The unmet need of treatment for therapy-resistant tumours is being met with a hypoxia-beating new drug

Hypoxia is a common pathophysiological characteristic of solid tumours, known to be a driver of malignancy and metastatic spread and tumours resistant to both chemo- and radiotherapy.

The use of hypoxia-activated prodrugs (bioreductive cytotoxic drugs) is an attractive approach to kill therapy-resistant hypoxic cells. However, despite the development of a range of structurally diverse agents, there is no well-defined clinical success. The major reason for this is off-target toxicity.

The effectiveness of bioreductive drugs would be greatly improved if selective tumour delivery can be achieved while at the same time minimising exposure and toxicity towards normal tissues. To achieve this, The University of Manchester have created a hyaluronic acid (HA)/bioreductive drug conjugate.

This soluble polymer is designed to preferentially target and accumulate in tumours via CD44 binding (and internalization). An attractive feature of this approach is that CD44, a cell surface protein which binds HA, is widely expressed in many cancer types and is known to be a marker for cancer cell stemness, therapy resistance and poor prognosis.

The novelty of this approach is to conjugate the cytotoxic payload to HA via a boronic acid linker. This linkage is pH sensitive with the result of releasing the payload at a pH of 6.5 (a pH commonly found in solid tumours). The cytotoxic entity released is a bioreductive drug that is selectively toxic to the therapy resistant hypoxic cells.

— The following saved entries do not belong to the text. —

PR #151, opened 2026-05-03
chore(release): add deterministic release automation

yairfalse:
Summary:
- Adds root VERSION as the release source of truth.
- Replaces the version bump helper with checked, dry-runnable manifest updates across core + SDKs.
- Adds release, publish-all, and per-registry publish scripts plus Makefile targets.
- Updates RELEASE.md with the operator flow, credentials, and example dry-run output.

Validation:
- bash -n scripts/*.sh
- scripts/check-version.sh
- scripts/bump-version.sh 0.6.1 && scripts/bump-version.sh 0.6.0
- make dry-run VERSION=0.6.0
- make publish VERSION=0.6.0 fails before publishing with missing credential errors
- cd core && mix test

Conformance note:
- tests/conformance/run.sh was started and stopped after surfacing the existing SDK parity failures (Go outputs:null mismatches plus Python/TS/Rust/Elixir execution failures). The new release script enforces this gate for actual releases, so a real release will fail until conformance is green.


scripts/release.sh
```diff
@@ -0,0 +1,119 @@
...
+    log "dry run: actual release would fail because tag already exists: v$VERSION"
+  else
+    die "tag already exists: v$VERSION"
+  fi
+fi
+
+log "checking version consistency before bump"
+run "$ROOT/scripts/check-version.sh"
+
+log "running core tests"
```
yairfalse, line 87: **Test ordering: tests run before the bump.**

The full test gate (lines 78–89) runs against the *pre-bump* version strings. The bump happens on line 91, then commit + tag on 105/107. The tag therefore points at a commit whose bumped version strings were never tested.

For sykli specifically the practical risk is low (version isn't load-bearing at runtime), but the script's whole purpose is rigor — "tested code = tagged code" is the rigor that matters most.

**Suggested fix:** bump first, then run tests, then commit + tag. If tests fail post-bump, recovery is `git checkout -- .`.

scripts/publish-python.sh
```diff
@@ -0,0 +1,34 @@
...
+  exit 0
+fi
+
+if [[ -z "${PYPI_API_TOKEN:-}" && -z "${TWINE_PASSWORD:-}" ]]; then
+  echo "[publish-python] error: PYPI_API_TOKEN or TWINE_PASSWORD is required" >&2
+  exit 1
+fi
+
+cd "$(dirname "${BASH_SOURCE[0]}")/../sdk/python"
+python3 -m build
```
yairfalse, line 35: **Should clean `dist/` before build.**

If a stale wheel from a prior aborted publish is in `dist/`, `twine upload dist/*` on line 31/33 will try to upload it too — best case a duplicate-version error from PyPI, worst case publishing the wrong artifact.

Thus, the technology has three components leading to tumour selectivity and the sparing of damage to normal tissues: 1) selective targeting via CD44; 2) local pH sensitive release of the cytotoxic payload, and 3) hypoxia-selectivity for toxicity.

This approach is suitable to treat solid tumours expressing CD44 and those tumours known to be hypoxic. The treatment could be used to augment the anti-tumour effects of radiotherapy. This would be particularly useful for the treatment of lung cancer where there is a major unmet clinical need and other solid tumours where radiotherapy is the standard of care.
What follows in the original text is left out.